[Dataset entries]
Segment Open
PR #410, opened 2020-09-04
feat: native CSS selector for Android UiAutomator

dpgraham:
The CSS selector is going unused in all Appium Drivers 😢 . Why not put it to use?

This PR adds support for a native CSS selector strategy. Instead of using CSS to select HTML elements, it parses CSS selectors and translate the selector to a native `-android uiautomator` selector.

## Example

`android.widget.TextView[description="Some description"]` 

translates to 

`new UiSelector().className("android.widget.TextView").description("Some description")` 

ie:

`elementByCss('android.widget.TextView[description="Some description"]')`

does the same thing as

`elementBy('-android uiautomator', 'new UiSelector().className("android.widget.TextView").description("Some description")')`

_many more examples in **css-converter-specs.js** and **by-css-e2e-specs.js**_

## Versatile
This selector can be used to replace every other selector:

* find by id: 
`elementsById("someResourceID")` --> 
`elementsByCss("#someResourceID")`

* find by class name: 
`elementsByClassName("android.widget.TextView")` -->
`elementsByCss("android.widget.TextView")`

* find by accessibility id: 
`elementsByAccessibilityId("Some Content Description")` -->
`elementsByCss('*[description="Some Content Description"]')`

* find by xpath: 
`elementsByXpath("//android.widget.TextView[@description='Accessibility']")` --> `elementsByCss("android.widget.TextView[description='Accessibility']")`

## Performance
Unlike Xpath, this selector doesn't require a document to be generated that the selector is applied to. It just parses the CSS selector and translates it to an analagous UiAutomator selector.

## How is it done?
* css is parsed by css-converter.js which uses the https://www.npmjs.com/package/css-selector-parser library
* the CSS object is parsed and converted to a UiSelector expression that is passed to UiAutomator2 Server as `-android uiautomator` selector

## How is it different from CSS selectors being applied to HTML?
* Throws exceptions if unsupported attributes are given. This is so that it's more helpful for users so they can see when they're using a bad attribute
* The descendant operators (`>`, `~`, ...) are unsupported.
* Class names:
  * For HTML CSS selectors, a selector like `p.classOne.classTwo` means that it's matching an HTML `<p>` element that has `classOne` and `classTwo` as class attributes (order doesn't matter). 
  * For this UiAutomator2 CSS selector, a selector like `android.widget.TextView` means that it's matching a widget with the fully qualified Java class name `android.widget.TextView`

## Next Step
Support this in iOS with class chain and in Espresso with ViewMatchers and DataMatchers


lib/css-converter.js
```diff
@@ -0,0 +1,257 @@
...
+  log.errorAndThrow(`Could not parse '${css.name}=${css.value}'. '${css.name}' must be true, false or empty`);
+}
+
+/**
+ * Get the canonical form of a CSS attribute name
+ *
+ * Converts to lowercase and if an attribute name is an alias for something else, return
+ * what it is an alias for
+ *
+ * @param {*} css CSS object
```
mykola-mokhnach, line 69: Please add return description

lib/css-converter.js
```diff
@@ -0,0 +1,257 @@
...
+  ['description', [
+    'content-description', 'content-desc',
+    'desc', 'accessibility-id',
+  ]],
+  ['index', ['nth-child']],
+];
+
+/**
+ * Convert hyphen separated word to snake case
+ * @param {String} str
```
mykola-mokhnach, line 42: Please add return description. Same below

lib/css-converter.js
```diff
@@ -0,0 +1,257 @@
...
+function toSnakeCase (str) {
+  const tokens = str.split('-').map((str) => str.charAt(0).toUpperCase() + str.slice(1).toLowerCase());
+  let out = tokens.join('');
+  return out.charAt(0).toLowerCase() + out.slice(1);
+}
+
+/**
+ * Get the boolean from a CSS object. If empty, return true. If not true/false/empty, throw exception
+ *
+ * @param {*} css CSS object
```
mykola-mokhnach, line 53: Please add typedef description of the CSS object

lib/css-converter.js
```diff
@@ -0,0 +1,257 @@
...
+  ]],
+  ['index', ['nth-child']],
+];
+
+/**
+ * Convert hyphen separated word to snake case
+ * @param {String} str
+ */
+function toSnakeCase (str) {
+  const tokens = str.split('-').map((str) => str.charAt(0).toUpperCase() + str.slice(1).toLowerCase());
```
mykola-mokhnach, line 45: this will throw an exception if str.length is 0

lib/css-converter.js
```diff
@@ -0,0 +1,257 @@
...
+  return out.charAt(0).toLowerCase() + out.slice(1);
+}
+
+/**
+ * Get the boolean from a CSS object. If empty, return true. If not true/false/empty, throw exception
+ *
+ * @param {*} css CSS object
+ */
+function assertGetBool (css) {
+  const val = css.value?.toLowerCase() || 'true';
```
mykola-mokhnach, line 56: why `|| 'true'` ?

dpgraham: @mykola-mokhnach good question...

Answer with an example:
* In css `inputs[checked]` implies that you're matching inputs that are checked (ie: where `checked=true`. So if the value is omited, it's implied that `checked=true`

lib/css-converter.js
```diff
@@ -0,0 +1,257 @@
...
+
+const CssConverter = {};
+
+const parser = new CssSelectorParser();
+parser.registerSelectorPseudos('has');
+parser.registerNestingOperators('>', '+', '~');
+parser.registerAttrEqualityMods('^', '$', '*', '~');
+parser.enableSubstitutes();
+
+const booleanAttrs = [
```
mykola-mokhnach, line 12: constant names are usually in uppercase

lib/css-converter.js
```diff
@@ -0,0 +1,257 @@
...
+function getWordMatcherRegex (word) {
+  return `\\b(\\w*${escapeRegexLiterals(word)}\\w*)\\b`;
+}
+
+/**
+ * Add escapes to regex literals
+ *
+ * @param {*} str
+ */
+function escapeRegexLiterals (str) {
```
mykola-mokhnach, line 103: lodash already has a helper to escape regex

lib/css-converter.js
```diff
@@ -0,0 +1,257 @@
...
+ * @param {string} word
+ */
+function getWordMatcherRegex (word) {
+  return `\\b(\\w*${escapeRegexLiterals(word)}\\w*)\\b`;
+}
+
+/**
+ * Add escapes to regex literals
+ *
+ * @param {*} str
```
mykola-mokhnach, line 101: `{string}`

lib/css-converter.js
dpgraham: * `inputs[checked=true]` -> `checked(true)`
* `inputs[checked=false]` -> `checked(false)`
* `inputs[checked]` -> `checked(true)`

lib/css-converter.js
mykola-mokhnach: same for others

lib/css-converter.js
```diff
@@ -0,0 +1,257 @@
...
+}
+
+/**
+ * Convert a CSS attribute into a UiSelector method call
+ * @param {*} cssAttr CSS attribute object
+ */
+function parseAttr (cssAttr) {
+  if (cssAttr.valueType && cssAttr.valueType !== 'string') {
+    log.errorAndThrow(`Could not parse '${cssAttr.name}=${cssAttr.value}'.` +
+      `Unsupported attribute type '${cssAttr.valueType}'`);
```
mykola-mokhnach, line 127: We also could enumerate which types we do support

lib/css-converter.js
```diff
@@ -0,0 +1,257 @@
...
+  }
+
+  if (strAttrs.includes(attrName)) {
+    let value = cssAttr.value || '';
+    if (attrName === 'resource-id') {
+      value = prependAndroidId(value);
+    }
+    if (value === '') {
+      return `.${methodName}Matches("")`;
+    } else {
```
mykola-mokhnach, line 142: else is redundant after return

lib/css-converter.js
```diff
@@ -0,0 +1,257 @@
...
+  }
+  const attrName = assertGetAttrName(cssAttr);
+  const methodName = toSnakeCase(attrName);
+  if (booleanAttrs.includes(attrName)) {
+    return `.${methodName}(${assertGetBool(cssAttr)})`;
+  }
+
+  if (strAttrs.includes(attrName)) {
+    let value = cssAttr.value || '';
+    if (attrName === 'resource-id') {
```
mykola-mokhnach, line 137: 'resource-id' could be moved to a constant

lib/css-converter.js
```diff
@@ -0,0 +1,257 @@
...
+          if (['description', 'text'].includes(attrName)) {
+            return `.${methodName}StartsWith("${value}")`;
+          }
+          return `.${methodName}Matches("^${escapeRegexLiterals(value)}")`;
+        case '$=':
+          return `.${methodName}Matches("${escapeRegexLiterals(value)}$")`;
+        case '~=':
+          return `.${methodName}Matches("${getWordMatcherRegex(value)}")`;
+        default:
+          log.errorAndThrow(`Unsupported CSS attribute operator '${cssAttr.operator}'`);
```
mykola-mokhnach, line 161: Please enumerate which attributes are supported

lib/css-converter.js
```diff
@@ -0,0 +1,257 @@
...
+  }
+}
+
+/**
+ * Convert a CSS pseudo class to a UiSelector
+ * @param {*} cssPseudo CSS Pseudo class
+ */
+function parsePseudo (cssPseudo) {
+  if (cssPseudo.valueType && cssPseudo.valueType !== 'string') {
+    log.errorAndThrow(`Could not parse '${cssPseudo.name}=${cssPseudo.value}'. ` +
```
mykola-mokhnach, line 173: We also could enumerate which types we do support

lib/css-converter.js
```diff
@@ -0,0 +1,257 @@
...
+  if (numericAttrs.includes(pseudoName)) {
+    return `.${pseudoName}(${cssPseudo.value})`;
+  }
+}
+
+/**
+ * Convert a CSS rule to a UiSelector
+ * @param {*} cssRule CSS rule definition
+ */
+function parseCssRule (cssRule) {
```
mykola-mokhnach, line 192: I think it makes sense to have a class for such transformation rather than a set of functions.

lib/css-converter.js
```diff
@@ -0,0 +1,257 @@
...
+  let uiAutomatorSelector = 'new UiSelector()';
```
mykola-mokhnach, line 193: Did you think about having `xpath` instead of UiSelector? With xpath we could also easily migrate this functionality into xcuitest or Espresso. Although, UiSelector is only specific to UIAutomator

lib/css-converter.js
```diff
@@ -0,0 +1,257 @@
...
+    case 'rule':
+      return parseCssRule(css);
+    case 'ruleSet':
+      return parseCssObject(css.rule);
+    case 'selectors':
+      return css.selectors.map((selector) => parseCssObject(selector)).join('; ');
+
+    default:
+      // This is never reachable, but if it ever is do this.
+      throw new Error(`UiAutomator does not support '${css.type}' css`);
```
mykola-mokhnach, line 237: Please add which rules are supported

lib/css-converter.js
```diff
@@ -0,0 +1,257 @@
...
+/**
+ * Convert a CSS selector to a UiAutomator2 selector
+ * @param {string} cssSelector CSS Selector
+ */
+CssConverter.toUiAutomatorSelector = function toUiAutomatorSelector (cssSelector) {
+  let cssObj;
+  try {
+    cssObj = parser.parse(cssSelector);
+  } catch (e) {
+    log.errorAndThrow(`Could not parse CSS. Reason: '${e}'`);
```
mykola-mokhnach, line 250: I would rather add the actual selector string into the error message

test/functional/commands/find/by-css-e2e-specs.js
```diff
@@ -0,0 +1,78 @@
+import chai from 'chai';
```
mykola-mokhnach, line 1: I like the tests. It would also make sense to add a documentation to this feature

lib/css-converter.js
mykola-mokhnach: Please add the explanation above as a comment

test/functional/commands/find/by-css-e2e-specs.js
dpgraham: @mykola-mokhnach definitely. I'll add something to the appium docs and then probably an AppiumPro article.

lib/css-converter.js
dpgraham: @mykola-mokhnach I chose `UiSelector` because I want this to be a selector that gets native performance. I want to apply this same code to iOS and have it translate to `class chain` and to Espresso and have it translate to the ViewMatcher and DataMatcher selectors.

lib/css-converter.js
dpgraham: @mykola-mokhnach I prefer the procedural approach myself, but that's a much larger debate.

lib/css-converter.js
dpgraham: Found this: https://stackoverflow.com/questions/3561493/is-there-a-regexp-escape-function-in-javascript ... copied and pasted. I couldn't find lodash version of this.

dpgraham:
Suggestions implemented.

test/functional/commands/find/by-css-e2e-specs.js
dpgraham: I'm going to do the iOS and Android-Espresso versions of this next. The Espresso version is going to be awesome... a hybrid of datamatchers and viewmatchers.

lib/css-converter.js
mykola-mokhnach: https://lodash.com/docs/4.17.15#escapeRegExp

lib/css-converter.js
mykola-mokhnach: having a class could help to avoid passing the css object (and possibly many other shared args) to all the functions

mykola-mokhnach: also, this could be refactored to have a main class that performs css expression validation and tokenization and then passing a tranformer class/function to it. This class/function could be responsible for the expression tranformation itself to. let say UiSelector or class chain expression. This way we could extract the common part of the code and possibly reuse it by moving to appium-support module. So, only the driver-specific transformation method would stay in the driver source.

lib/css-converter.js
```diff
@@ -0,0 +1,311 @@
...
+  'description', 'resource-id', 'text', 'class-name', 'package-name'
+];
+
+const ALL_ATTRS = [
+  ...BOOLEAN_ATTRS,
+  ...NUMERIC_ATTRS,
+  ...STR_ATTRS,
+];
+
+const attributeAliases = [
```
mykola-mokhnach, line 31: ATTRIBUTE_ALIASES

mykola-mokhnach: this could be a map

lib/css-converter.js
```diff
@@ -0,0 +1,311 @@
...
+const RESOURCE_ID = 'resource-id';
+
+/**
+ * Convert hyphen separated word to snake case
+ *
+ * @param {string} str
+ * @returns {string} The hyphen separated word translated to snake case
+ */
+function toSnakeCase (str) {
+  const tokens = str.split('-').map((str) => str.length > 0 ? str.charAt(0).toUpperCase() + str.slice(1).toLowerCase() : '');
```
mykola-mokhnach, line 49: how about
```
if (!str) {
  return str
}
```

lib/css-converter.js
```diff
@@ -0,0 +1,311 @@
...
+  log.errorAndThrow(`Could not parse '${css.name}=${css.value}'. '${css.name}' must be true, false or empty`);
+}
+
+/**
+ * Get the canonical form of a CSS attribute name
+ *
+ * Converts to lowercase and if an attribute name is an alias for something else, return
+ * what it is an alias for
+ *
+ * @param {Object} css CSS object
```
mykola-mokhnach, line 74: I would rather prefer more specific definition of the CSS object with properties. Something like https://github.com/appium/appium-uiautomator2-driver/blob/f304d2c166c94bb721a884d2c96b5fda80d98a0a/lib/commands/alert.js#L8

lib/css-converter.js
```diff
@@ -0,0 +1,311 @@
...
+function prependAndroidId (str) {
+  if (!str.startsWith('android:id/')) {
+    return `android:id/${str}`;
+  }
+  return str;
+}
+
+/**
+ * @typedef {Object} CssAttr
+ * @param {?string} valueType Type of attribute (must be string or empty)
```
mykola-mokhnach, line 132: property

lib/css-converter.js
```diff
@@ -0,0 +1,311 @@
...
+  }
+  if (cssRule.rule) {
+    uiAutomatorSelector += `.childSelector(${parseCssRule(cssRule.rule)})`;
+  }
+  return uiAutomatorSelector;
+}
+
+/**
+ * @typedef {Object} CssObject
+ * @param {Object} type Type of CSS object. 'rule', 'ruleset' or 'selectors'
```
mykola-mokhnach, line 271: string?

lib/css-converter.js
```diff
@@ -0,0 +1,311 @@
...
+const ATTRIBUTE_ALIASES = [
+  ['resource-id', ['id']],
+  ['description', [
+    'content-description', 'content-desc',
+    'desc', 'accessibility-id',
+  ]],
+  ['index', ['nth-child']],
+];
+
+const RESOURCE_ID = 'resource-id';
```
mykola-mokhnach, line 40: this constant could be reused in other constants above

lib/css-converter.js
```diff
@@ -0,0 +1,311 @@
...
+function assertGetAttrName (css) {
+  const attrName = css.name.toLowerCase();
+
+  // Check if it's supported and if it is, return it
+  if (ALL_ATTRS.includes(attrName)) {
+    return attrName.toLowerCase();
+  }
+
+  // If attrName is an alias for something else, return that
+  for (let [officialAttr, aliasAttrs] of ATTRIBUTE_ALIASES) {
```
mykola-mokhnach, line 86: `const [officialAttr, aliasAttrs]`

lib/css-converter.js
dpgraham: I chose this approach because of my personal preference ... I find the testing simpler and I personally lean towards avoiding the cognitive overhead of thinking about "state". That is it to say, when I'm writing and troubleshooting functions, I prefer the functions to be "pure" so that I only have to think about the inputs (the args) and the output and that I don't have to think about the state of the object under test.

I still believe there are many cases where using classes/objects is the right approach. I won't be advocating that we port Appium to Haskell any time soon. I like that Javascript affords the choice between functional programming and object-oriented :)

lib/css-converter.js
dpgraham: I considered doing it that way, but then I would have had to do `_.toPairs(...)`, which would have translated it to this format. Defining it as a two-column matrix cuts out the middle-man.

lib/css-converter.js
mykola-mokhnach: It is fine to use Haskell-based approach. For me it's more important to have it properly designed for architectural perspective. E.g. that we could easily separate different entities (tokenization, validation and transformation) and then implement the feature in different drivers without copying the same parts of code here and there

dpgraham: For this feature, my plan is to not share any code between the drivers and just copy-paste + refactor.

Normally this is terrible coding practice, but I'm making an exception because this is based on the CSS selector standard, which isn't going to be introducing breaking changes any time soon and it's very unlikely that we'll ever need to make alterations to the code that would have to be ported to all drivers. I would rather each driver do it's own implementation.

test/unit/css-converter-specs.js
```diff
@@ -0,0 +1,67 @@
+import chai from 'chai';
+import chaiAsPromised from 'chai-as-promised';
+import CssConverter from '../../lib/css-converter';
+
+chai.should();
+chai.use(chaiAsPromised);
+
+describe('css-converter.js', function () {
+  describe('simple cases', function () {
+    const simpleCases = [
```
KazuCocoa, line 10: awesome

lib/css-converter.js
```diff
@@ -0,0 +1,307 @@
...
+ * Convert hyphen separated word to snake case
+ *
+ * @param {string} str
+ * @returns {string} The hyphen separated word translated to snake case
+ */
+function toSnakeCase (str) {
+  if (!str) {
+    return '';
+  }
+  const tokens = str.split('-').map((str) => str.length > 0 ? str.charAt(0).toUpperCase() + str.slice(1).toLowerCase() : '');
```
mykola-mokhnach, line 53: str.length check is now not needed here

lib/css-converter.js
```diff
@@ -0,0 +1,307 @@
...
+  let out = tokens.join('');
```
mykola-mokhnach, line 54: const

lib/css-converter.js
```diff
@@ -0,0 +1,307 @@
...
+    return attrName.toLowerCase();
+  }
+
+  // If attrName is an alias for something else, return that
+  for (const [officialAttr, aliasAttrs] of ATTRIBUTE_ALIASES) {
+    if (aliasAttrs.includes(attrName)) {
+      return officialAttr;
+    }
+  }
+  log.errorAndThrow(`'${attrName}' is not a valid attribute. ` +
```
mykola-mokhnach, line 101: I would rather throw a more specific Locator syntax error everywhere: https://github.com/appium/appium-base-driver/blob/eba4635dcd8fe81899c3349d7e474acfb66037e7/lib/protocol/errors.js#L505

lib/css-converter.js
```diff
@@ -0,0 +1,307 @@
...
+}
+
+/**
+ * Add android:id/ to beginning of string if it's not there already
+ *
+ * @param {string} str
+ * @returns {string} String with `android:id/` prepended (if it wasn't already)
+ */
+function prependAndroidId (str) {
+  if (!str.startsWith('android:id/')) {
```
mykola-mokhnach, line 122: return str.startsWith('android:id/') ? `android:id/${str}` : str

lib/css-converter.js
```diff
@@ -0,0 +1,307 @@
...
+ * @returns {string} The CSS selector converted to a UiSelector
+ */
+CssConverter.toUiAutomatorSelector = function toUiAutomatorSelector (cssSelector) {
+  let cssObj;
+  try {
+    cssObj = parser.parse(cssSelector);
+  } catch (e) {
+    log.errorAndThrow(`Could not parse CSS '${cssSelector}'. Reason: '${e}'`);
+  }
+  return parseCssObject(cssObj);
```
mykola-mokhnach, line 304: what if we mix these helper function into cssObj to avoid passing cssObj argument around:

```
function parseRule () {
...}
....

// was function parseCssObject (css)
function parse () {
     switch (this.type) {
     case 'rule':
       return this.parseRule();
...
}

...

cssObj.parse = parse.bind(cssObj);
cssObj.parseRule = parseRule.bind(cssObj);
```

dpgraham: I don't think we're going to agree on this one 😄  ... I'd be happy to have a third Appium contributor be a tie-breaker.

lib/css-converter.js
dpgraham: I added `throw new errors.InvalidSelectorError`

lib/css-converter.js
```diff
@@ -0,0 +1,309 @@
...
+      `Only 'string' and empty attribute types are supported. Found '${cssAttr.valueType}'`);
+  }
+  const attrName = assertGetAttrName(cssAttr);
+  const methodName = toSnakeCase(attrName);
+  if (BOOLEAN_ATTRS.includes(attrName)) {
+    return `.${methodName}(${assertGetBool(cssAttr)})`;
+  }
+
+  if (!STR_ATTRS.includes(attrName)) {
+    return;
```
mykola-mokhnach, line 150: according to the docstring this method cannot return undefined

mykola-mokhnach (approved):

lib/css-converter.js
mykola-mokhnach: I don't want to block the PR. You've done a great work and it would be a waste not to have it merged.

@jlipps Do you have any more comments or suggestions on the PR?

dpgraham: Thanks @mykola-mokhnach !

test/functional/commands/find/by-css-e2e-specs.js
jlipps: for sure, if you want to guest write an appium pro article, i'd love to feature it

jlipps (approved):
i wasn't able to give the code a very close look but i think overall approach is great! i guess we could end up doing the same for iOS too.

dpgraham:
@jlipps yeah my plan is to do this for Espresso (viewmatchers + datamatchers) and then iOS (class chain).

KazuCocoa (approved):

lib/css-converter.js
```diff
@@ -0,0 +1,319 @@
+import { CssSelectorParser } from 'css-selector-parser';
+import _ from 'lodash';
```
wswebcreation, line 2: Can't we just do this 

```suggestion
import { escapeRegExp } from 'lodash';
```

and change the `_ escapeRegExp` into `escapeRegExp` like we normally do with imports?

lib/css-converter.js
```diff
@@ -0,0 +1,319 @@
...
+ */
+function parseCssRule (cssRule) {
+  const { nestingOperator } = cssRule;
+  if (nestingOperator && nestingOperator !== ' ') {
+    throw new Error(`'${nestingOperator}' is not a supported combinator. ` +
+      `Only child combinator (>) and descendant combinator are supported.`);
+  }
+
+  let uiAutomatorSelector = 'new UiSelector()';
+  if (cssRule.tagName && cssRule.tagName !== '*') {
```
wswebcreation, line 243: Not sure how to do this differently, but I always have some issues reading multiple `if|else`-statements like this

lib/css-converter.js
```diff
@@ -0,0 +1,319 @@
...
+  if (cssAttr.valueType && cssAttr.valueType !== 'string') {
+    throw new Error(`'${cssAttr.name}=${cssAttr.value}' is an invalid attribute. ` +
+      `Only 'string' and empty attribute types are supported. Found '${cssAttr.valueType}'`);
+  }
+  const attrName = assertGetAttrName(cssAttr);
+  const methodName = toSnakeCase(attrName);
+
+  // Validate that it's a supported attribute
+  if (!STR_ATTRS.includes(attrName) && !BOOLEAN_ATTRS.includes(attrName)) {
+    throw new Error(`'${attrName}' is not a support attribute. Supported attributes are ` +
```
mykola-mokhnach, line 148: `'${attrName}' attribute is not supported`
Segment Closed
WHAT THE TASK REQUIRES: Report only how many lines in the entries contain "version".

TASK OUTPUT: 2